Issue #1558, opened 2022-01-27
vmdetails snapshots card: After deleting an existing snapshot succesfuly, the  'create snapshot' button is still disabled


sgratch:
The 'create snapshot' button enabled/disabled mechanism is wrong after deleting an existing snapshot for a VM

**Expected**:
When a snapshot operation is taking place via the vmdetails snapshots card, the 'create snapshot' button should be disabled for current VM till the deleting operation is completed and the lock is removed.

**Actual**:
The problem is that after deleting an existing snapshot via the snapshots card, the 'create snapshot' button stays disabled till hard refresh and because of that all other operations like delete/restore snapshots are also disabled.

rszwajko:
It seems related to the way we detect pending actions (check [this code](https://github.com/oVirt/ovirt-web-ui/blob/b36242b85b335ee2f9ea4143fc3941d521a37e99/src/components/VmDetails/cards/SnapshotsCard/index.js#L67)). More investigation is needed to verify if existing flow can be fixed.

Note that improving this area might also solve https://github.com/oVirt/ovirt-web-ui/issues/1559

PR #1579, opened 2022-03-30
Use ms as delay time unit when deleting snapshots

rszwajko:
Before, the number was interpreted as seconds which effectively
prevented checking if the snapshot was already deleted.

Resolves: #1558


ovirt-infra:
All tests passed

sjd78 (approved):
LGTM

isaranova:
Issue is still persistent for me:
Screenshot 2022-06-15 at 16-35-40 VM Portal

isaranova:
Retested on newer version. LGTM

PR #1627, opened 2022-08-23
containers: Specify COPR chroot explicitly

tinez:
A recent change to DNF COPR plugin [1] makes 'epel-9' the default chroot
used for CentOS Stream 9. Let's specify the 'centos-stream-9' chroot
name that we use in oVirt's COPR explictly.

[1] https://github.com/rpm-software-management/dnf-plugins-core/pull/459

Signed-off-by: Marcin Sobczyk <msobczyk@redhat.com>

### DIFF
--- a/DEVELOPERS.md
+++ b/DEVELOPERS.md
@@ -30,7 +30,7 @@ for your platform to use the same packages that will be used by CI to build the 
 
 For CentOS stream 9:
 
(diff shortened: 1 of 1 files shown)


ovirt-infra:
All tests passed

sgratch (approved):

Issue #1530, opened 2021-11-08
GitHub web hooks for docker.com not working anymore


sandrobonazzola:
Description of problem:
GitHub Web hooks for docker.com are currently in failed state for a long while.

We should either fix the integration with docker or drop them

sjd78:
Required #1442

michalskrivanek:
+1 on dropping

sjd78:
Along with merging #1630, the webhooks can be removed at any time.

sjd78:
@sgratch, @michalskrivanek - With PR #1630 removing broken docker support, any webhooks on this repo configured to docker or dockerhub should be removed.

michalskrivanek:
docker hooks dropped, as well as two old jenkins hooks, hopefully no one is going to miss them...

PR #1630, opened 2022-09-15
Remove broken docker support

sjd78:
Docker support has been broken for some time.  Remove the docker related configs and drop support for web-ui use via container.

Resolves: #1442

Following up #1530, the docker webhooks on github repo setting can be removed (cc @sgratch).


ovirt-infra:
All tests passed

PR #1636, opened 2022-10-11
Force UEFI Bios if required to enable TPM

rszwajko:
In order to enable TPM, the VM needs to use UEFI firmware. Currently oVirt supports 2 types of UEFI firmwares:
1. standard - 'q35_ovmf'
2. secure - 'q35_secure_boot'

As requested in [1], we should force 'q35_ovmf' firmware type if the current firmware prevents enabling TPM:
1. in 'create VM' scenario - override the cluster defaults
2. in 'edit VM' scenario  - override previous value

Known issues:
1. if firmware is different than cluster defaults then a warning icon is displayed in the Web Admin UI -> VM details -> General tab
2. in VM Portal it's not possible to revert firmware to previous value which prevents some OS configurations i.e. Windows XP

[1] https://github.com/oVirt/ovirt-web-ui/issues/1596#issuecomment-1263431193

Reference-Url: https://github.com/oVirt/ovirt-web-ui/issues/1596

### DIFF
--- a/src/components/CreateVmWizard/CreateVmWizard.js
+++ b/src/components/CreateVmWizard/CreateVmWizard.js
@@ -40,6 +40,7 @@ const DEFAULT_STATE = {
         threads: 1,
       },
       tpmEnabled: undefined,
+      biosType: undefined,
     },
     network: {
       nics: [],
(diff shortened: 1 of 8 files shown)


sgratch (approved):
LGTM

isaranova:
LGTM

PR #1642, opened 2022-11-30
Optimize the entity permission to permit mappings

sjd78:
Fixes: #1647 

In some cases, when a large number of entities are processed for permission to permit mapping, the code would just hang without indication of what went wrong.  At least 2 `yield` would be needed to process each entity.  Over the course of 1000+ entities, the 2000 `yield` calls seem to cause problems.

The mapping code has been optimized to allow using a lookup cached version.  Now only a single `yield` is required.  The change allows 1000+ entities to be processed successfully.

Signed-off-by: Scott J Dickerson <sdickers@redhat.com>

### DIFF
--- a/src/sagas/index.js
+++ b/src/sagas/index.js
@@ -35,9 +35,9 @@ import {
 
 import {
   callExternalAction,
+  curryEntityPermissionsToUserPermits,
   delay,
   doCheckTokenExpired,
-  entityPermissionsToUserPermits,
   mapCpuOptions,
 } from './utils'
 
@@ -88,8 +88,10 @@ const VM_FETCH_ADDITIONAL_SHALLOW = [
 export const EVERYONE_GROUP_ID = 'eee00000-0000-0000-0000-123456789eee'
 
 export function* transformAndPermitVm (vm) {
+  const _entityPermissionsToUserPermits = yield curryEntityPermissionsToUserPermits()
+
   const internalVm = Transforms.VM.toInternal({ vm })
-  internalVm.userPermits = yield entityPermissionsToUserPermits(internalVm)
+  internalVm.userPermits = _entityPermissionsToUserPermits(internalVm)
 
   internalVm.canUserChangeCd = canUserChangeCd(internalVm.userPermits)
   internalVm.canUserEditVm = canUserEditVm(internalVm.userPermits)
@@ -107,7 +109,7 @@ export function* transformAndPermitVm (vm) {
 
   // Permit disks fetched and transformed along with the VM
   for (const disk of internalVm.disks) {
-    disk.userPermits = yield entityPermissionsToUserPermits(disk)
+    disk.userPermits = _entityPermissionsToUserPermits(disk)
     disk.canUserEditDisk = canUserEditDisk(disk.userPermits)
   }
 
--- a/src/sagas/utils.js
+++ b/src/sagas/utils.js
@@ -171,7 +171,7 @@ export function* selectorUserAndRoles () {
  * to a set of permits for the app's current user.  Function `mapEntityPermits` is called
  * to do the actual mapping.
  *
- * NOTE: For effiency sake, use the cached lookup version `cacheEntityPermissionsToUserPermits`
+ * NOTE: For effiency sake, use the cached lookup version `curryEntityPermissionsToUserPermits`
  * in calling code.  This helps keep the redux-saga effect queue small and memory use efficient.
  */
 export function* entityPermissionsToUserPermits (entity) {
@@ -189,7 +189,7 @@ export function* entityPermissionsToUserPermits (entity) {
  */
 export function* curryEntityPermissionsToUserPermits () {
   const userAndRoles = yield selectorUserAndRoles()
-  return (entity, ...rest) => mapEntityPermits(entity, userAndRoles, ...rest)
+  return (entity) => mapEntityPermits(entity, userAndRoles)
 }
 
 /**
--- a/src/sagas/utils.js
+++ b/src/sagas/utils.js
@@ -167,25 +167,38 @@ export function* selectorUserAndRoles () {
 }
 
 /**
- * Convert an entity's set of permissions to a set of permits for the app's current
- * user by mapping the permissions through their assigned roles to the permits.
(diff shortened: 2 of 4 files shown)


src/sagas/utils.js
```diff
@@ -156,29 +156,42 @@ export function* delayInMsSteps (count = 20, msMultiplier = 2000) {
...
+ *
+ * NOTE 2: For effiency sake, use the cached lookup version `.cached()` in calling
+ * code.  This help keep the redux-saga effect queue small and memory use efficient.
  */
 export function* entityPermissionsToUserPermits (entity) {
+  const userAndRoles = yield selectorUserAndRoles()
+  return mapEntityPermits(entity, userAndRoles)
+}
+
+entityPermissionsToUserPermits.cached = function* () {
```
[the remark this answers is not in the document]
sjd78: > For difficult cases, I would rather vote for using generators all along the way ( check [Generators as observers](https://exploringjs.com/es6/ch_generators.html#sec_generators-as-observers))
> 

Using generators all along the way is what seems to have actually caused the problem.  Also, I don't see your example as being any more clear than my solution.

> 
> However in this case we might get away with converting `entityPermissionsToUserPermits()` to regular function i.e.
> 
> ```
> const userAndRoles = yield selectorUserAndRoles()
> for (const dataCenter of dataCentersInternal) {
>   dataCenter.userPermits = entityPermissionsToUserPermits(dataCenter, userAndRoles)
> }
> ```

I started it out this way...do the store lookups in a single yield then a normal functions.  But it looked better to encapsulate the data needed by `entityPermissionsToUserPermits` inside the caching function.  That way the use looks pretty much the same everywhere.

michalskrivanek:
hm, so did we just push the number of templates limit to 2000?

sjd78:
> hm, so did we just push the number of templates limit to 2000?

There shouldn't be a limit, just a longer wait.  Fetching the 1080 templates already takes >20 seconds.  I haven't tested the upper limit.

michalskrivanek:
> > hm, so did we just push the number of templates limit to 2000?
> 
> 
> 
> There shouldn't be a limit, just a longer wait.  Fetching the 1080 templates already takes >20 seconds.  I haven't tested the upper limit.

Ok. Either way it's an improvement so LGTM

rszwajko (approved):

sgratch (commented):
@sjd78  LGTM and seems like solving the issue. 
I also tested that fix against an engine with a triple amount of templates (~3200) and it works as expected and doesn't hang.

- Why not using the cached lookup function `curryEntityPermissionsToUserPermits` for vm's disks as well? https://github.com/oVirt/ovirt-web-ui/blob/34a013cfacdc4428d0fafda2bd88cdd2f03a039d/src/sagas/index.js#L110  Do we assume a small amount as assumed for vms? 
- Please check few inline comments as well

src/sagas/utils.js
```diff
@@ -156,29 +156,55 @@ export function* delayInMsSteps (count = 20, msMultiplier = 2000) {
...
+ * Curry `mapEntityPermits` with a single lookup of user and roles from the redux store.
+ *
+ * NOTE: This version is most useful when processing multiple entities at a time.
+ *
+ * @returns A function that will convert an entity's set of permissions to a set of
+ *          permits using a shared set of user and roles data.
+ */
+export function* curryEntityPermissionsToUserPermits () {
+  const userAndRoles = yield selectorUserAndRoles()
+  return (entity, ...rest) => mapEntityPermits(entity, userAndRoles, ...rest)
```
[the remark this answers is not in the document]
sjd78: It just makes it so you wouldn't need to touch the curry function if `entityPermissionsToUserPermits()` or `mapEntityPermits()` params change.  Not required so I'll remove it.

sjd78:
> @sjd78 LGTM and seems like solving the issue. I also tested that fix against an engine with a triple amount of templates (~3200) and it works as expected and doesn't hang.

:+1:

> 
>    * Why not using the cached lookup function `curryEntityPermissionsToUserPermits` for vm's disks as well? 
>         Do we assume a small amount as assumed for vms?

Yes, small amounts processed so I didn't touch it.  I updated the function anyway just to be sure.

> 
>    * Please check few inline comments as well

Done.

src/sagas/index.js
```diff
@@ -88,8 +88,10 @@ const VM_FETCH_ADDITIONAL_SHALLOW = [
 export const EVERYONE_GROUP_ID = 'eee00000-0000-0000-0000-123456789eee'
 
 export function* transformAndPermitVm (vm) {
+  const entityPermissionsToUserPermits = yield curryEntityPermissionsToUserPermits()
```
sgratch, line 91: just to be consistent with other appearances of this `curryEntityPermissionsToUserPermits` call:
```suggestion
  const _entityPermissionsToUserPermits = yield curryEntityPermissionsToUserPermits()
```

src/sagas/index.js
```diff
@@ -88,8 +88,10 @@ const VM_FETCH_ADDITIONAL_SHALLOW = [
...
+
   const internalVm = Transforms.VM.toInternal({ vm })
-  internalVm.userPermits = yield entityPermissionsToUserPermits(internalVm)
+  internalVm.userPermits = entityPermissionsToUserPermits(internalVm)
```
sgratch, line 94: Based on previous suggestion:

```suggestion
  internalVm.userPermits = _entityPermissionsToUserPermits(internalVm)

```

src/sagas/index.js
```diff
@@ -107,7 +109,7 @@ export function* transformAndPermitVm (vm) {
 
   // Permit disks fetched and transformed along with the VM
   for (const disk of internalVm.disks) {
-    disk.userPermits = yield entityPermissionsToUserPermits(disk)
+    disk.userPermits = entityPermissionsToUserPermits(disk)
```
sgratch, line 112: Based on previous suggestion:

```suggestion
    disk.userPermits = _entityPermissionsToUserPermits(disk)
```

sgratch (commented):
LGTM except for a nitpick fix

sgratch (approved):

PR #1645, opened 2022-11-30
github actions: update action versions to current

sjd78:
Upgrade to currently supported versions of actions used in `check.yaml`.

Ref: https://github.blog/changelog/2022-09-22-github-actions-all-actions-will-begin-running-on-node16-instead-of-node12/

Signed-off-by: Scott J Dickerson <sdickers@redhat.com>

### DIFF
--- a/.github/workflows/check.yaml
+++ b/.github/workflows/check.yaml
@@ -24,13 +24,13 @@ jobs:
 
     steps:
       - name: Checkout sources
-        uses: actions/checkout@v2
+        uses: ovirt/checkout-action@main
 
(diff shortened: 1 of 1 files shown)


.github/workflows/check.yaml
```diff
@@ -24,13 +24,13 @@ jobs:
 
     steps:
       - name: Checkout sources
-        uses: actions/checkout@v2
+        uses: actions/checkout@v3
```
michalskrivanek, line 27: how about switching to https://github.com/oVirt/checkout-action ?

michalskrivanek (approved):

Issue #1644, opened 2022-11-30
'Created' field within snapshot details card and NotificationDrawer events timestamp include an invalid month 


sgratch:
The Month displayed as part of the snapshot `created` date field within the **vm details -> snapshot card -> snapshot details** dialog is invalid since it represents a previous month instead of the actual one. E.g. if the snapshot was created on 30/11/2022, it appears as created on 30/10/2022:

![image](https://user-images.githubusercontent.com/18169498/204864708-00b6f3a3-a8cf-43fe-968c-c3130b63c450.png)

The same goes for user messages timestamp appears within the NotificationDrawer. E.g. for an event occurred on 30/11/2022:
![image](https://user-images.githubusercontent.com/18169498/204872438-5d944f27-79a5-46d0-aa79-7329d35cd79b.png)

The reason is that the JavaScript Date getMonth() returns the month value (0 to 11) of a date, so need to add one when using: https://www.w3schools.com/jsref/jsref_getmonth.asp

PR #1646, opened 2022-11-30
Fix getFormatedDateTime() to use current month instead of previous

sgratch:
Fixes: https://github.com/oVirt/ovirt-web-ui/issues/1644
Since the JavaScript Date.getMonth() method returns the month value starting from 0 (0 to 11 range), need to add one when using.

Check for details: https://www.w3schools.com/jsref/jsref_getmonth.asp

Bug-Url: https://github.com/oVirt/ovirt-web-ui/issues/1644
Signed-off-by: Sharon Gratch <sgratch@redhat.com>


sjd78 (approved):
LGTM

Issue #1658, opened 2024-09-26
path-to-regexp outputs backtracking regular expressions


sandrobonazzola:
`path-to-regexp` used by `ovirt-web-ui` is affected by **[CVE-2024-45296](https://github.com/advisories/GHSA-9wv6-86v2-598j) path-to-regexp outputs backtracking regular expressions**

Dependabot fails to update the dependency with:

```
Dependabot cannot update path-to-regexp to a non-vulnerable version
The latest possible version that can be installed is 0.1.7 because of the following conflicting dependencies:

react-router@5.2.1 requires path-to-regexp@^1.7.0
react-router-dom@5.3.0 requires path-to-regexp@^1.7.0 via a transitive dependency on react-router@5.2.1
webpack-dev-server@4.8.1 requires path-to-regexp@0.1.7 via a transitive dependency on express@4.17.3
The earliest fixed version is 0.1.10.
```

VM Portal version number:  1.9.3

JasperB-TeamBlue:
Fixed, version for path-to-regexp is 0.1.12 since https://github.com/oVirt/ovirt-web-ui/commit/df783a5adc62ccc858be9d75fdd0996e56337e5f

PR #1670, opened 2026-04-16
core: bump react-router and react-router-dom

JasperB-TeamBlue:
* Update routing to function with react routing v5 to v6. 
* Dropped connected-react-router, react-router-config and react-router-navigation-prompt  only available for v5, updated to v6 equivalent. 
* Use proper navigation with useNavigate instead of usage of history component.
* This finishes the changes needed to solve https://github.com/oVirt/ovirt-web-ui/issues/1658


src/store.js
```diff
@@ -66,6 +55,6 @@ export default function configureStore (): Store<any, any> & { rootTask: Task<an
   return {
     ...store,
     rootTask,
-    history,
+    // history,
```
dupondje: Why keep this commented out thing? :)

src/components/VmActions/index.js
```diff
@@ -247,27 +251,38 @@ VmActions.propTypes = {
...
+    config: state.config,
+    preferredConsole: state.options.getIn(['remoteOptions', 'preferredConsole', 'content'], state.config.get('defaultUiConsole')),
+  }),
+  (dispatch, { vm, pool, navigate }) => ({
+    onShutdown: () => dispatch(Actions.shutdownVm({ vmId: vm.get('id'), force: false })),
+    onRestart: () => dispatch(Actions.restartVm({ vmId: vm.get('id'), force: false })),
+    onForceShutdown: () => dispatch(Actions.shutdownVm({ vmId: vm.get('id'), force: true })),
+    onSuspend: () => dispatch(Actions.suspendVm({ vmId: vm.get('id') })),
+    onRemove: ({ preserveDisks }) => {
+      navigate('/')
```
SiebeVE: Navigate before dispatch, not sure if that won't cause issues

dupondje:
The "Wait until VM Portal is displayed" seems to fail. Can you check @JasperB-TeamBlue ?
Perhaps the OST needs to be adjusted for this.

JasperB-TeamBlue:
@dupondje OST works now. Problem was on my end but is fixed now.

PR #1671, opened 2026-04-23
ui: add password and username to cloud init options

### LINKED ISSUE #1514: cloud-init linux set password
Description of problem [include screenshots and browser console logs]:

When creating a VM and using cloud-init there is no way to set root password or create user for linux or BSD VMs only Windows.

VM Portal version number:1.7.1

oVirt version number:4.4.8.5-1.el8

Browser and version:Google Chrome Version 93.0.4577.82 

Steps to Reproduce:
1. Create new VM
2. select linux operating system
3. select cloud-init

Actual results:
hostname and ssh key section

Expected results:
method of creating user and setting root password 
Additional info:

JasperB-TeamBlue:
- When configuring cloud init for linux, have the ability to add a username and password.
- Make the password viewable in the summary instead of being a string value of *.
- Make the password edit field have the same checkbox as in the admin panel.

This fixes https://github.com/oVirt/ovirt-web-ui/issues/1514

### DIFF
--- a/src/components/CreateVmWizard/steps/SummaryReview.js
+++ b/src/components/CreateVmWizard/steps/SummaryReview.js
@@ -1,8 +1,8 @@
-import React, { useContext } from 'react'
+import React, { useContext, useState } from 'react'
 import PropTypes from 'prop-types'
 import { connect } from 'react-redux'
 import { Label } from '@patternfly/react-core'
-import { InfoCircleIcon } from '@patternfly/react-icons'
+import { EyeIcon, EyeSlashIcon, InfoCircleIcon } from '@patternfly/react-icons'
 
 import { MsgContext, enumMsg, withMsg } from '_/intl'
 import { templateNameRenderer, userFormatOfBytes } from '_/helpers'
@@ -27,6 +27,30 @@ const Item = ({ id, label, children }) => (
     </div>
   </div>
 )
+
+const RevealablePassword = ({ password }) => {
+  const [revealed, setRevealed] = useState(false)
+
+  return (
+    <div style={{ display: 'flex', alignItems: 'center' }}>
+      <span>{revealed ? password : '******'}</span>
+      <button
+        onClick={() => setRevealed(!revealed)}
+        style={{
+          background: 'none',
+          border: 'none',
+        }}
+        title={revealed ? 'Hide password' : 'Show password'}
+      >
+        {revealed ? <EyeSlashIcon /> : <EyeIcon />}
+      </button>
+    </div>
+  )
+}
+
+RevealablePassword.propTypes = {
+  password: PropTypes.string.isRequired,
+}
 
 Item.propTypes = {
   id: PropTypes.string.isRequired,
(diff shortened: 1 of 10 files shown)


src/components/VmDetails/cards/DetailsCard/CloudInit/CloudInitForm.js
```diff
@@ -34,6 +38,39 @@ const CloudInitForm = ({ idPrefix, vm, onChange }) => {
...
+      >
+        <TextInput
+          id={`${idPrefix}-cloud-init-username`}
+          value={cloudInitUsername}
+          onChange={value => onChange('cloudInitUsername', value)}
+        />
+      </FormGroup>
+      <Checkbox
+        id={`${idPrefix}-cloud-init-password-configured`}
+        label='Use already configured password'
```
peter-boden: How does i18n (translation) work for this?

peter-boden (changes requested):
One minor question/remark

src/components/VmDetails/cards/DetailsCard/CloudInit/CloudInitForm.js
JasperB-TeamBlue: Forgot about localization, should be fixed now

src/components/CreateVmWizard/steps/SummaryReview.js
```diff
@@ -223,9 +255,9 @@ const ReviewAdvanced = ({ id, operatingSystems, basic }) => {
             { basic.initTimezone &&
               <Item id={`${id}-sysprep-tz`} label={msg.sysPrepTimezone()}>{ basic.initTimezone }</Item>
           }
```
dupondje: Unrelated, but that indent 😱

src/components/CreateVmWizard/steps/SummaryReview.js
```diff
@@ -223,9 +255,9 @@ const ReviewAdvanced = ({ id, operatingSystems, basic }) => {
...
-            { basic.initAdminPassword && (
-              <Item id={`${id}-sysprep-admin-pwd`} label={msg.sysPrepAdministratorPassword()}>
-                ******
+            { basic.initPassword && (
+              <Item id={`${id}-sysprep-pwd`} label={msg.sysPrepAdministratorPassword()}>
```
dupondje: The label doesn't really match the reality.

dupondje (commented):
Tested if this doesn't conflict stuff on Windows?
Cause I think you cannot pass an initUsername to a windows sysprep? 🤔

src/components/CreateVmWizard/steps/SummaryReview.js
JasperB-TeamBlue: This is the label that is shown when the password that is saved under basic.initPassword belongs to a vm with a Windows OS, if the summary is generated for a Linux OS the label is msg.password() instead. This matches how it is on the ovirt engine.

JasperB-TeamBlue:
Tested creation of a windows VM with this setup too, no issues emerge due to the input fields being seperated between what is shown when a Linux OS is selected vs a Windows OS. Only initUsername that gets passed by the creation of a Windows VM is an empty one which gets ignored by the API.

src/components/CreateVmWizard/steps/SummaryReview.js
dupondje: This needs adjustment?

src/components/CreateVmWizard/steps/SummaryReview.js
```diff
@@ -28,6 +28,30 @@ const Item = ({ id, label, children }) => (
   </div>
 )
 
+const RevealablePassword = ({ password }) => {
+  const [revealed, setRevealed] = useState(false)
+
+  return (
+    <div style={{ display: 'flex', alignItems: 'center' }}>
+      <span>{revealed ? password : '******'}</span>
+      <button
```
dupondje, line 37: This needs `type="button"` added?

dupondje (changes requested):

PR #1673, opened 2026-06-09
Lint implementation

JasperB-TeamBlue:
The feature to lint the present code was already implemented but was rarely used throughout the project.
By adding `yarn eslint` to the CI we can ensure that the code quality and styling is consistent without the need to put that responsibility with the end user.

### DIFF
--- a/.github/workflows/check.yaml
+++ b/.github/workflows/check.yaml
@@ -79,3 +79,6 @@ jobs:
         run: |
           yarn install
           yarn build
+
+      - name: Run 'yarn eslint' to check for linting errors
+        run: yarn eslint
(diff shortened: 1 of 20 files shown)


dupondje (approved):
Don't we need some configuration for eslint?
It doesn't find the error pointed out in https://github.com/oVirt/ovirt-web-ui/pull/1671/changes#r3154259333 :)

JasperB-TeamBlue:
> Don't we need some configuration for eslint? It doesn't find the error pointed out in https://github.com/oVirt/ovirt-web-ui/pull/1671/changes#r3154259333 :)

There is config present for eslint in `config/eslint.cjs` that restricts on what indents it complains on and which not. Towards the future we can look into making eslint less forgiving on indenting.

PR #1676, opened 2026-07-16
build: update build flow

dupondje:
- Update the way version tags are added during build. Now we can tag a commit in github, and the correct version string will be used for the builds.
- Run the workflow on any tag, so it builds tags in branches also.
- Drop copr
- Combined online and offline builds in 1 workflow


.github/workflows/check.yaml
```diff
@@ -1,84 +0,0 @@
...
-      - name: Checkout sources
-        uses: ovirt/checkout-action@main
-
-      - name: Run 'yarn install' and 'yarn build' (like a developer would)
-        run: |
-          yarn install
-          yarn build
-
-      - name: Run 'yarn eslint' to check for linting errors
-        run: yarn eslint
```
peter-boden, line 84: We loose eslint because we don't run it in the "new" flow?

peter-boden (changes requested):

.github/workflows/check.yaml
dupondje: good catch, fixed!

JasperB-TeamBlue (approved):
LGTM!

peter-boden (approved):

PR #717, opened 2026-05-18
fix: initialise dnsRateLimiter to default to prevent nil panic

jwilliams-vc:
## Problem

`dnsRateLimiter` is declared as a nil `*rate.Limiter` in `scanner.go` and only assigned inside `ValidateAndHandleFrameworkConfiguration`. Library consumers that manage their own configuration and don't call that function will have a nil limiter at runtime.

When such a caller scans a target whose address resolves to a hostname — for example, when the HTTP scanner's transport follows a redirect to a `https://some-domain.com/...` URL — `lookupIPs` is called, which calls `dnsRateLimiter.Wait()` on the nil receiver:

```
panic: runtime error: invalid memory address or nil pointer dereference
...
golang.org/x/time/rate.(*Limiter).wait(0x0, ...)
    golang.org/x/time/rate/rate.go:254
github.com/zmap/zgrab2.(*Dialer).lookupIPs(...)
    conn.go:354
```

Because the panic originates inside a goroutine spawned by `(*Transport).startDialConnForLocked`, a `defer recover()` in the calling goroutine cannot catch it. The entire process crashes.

+===+

Extract each line from the listing that holds the word "images".

SOLUTION TO THIS EXERCISE -
![image](https://user-images.githubusercontent.com/18169498/204864708-00b6f3a3-a8cf-43fe-968c-c3130b63c450.png)
![image](https://user-images.githubusercontent.com/18169498/204872438-5d944f27-79a5-46d0-aa79-7329d35cd79b.png)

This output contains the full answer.